#### Extracted material
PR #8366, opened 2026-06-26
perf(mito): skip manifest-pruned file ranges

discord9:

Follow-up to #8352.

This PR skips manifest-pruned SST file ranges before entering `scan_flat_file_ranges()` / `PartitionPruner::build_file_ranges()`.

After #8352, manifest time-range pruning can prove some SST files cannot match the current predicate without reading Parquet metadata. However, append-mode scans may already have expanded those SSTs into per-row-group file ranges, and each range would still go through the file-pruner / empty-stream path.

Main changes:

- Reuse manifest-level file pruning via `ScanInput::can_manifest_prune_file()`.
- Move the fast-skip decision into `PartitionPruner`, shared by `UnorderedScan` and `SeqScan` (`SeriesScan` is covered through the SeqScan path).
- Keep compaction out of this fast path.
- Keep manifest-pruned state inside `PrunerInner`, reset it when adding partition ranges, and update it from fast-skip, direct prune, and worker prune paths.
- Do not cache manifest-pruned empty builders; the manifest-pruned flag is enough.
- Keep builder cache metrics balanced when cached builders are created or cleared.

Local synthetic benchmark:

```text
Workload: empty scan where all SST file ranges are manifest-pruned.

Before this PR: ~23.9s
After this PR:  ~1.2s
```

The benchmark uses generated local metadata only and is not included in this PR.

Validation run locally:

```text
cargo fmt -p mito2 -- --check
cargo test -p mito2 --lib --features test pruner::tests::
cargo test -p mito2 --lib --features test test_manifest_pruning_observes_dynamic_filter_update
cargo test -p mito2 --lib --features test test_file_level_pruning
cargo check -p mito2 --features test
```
########
**What the task asks:** Restate word for word only the lines running from the beginning of the data to the line holding "This PR skips", both included.

**Exercise solution:**
PR #8366, opened 2026-06-26
perf(mito): skip manifest-pruned file ranges

discord9:

Follow-up to #8352.

This PR skips manifest-pruned SST file ranges before entering `scan_flat_file_ranges()` / `PartitionPruner::build_file_ranges()`.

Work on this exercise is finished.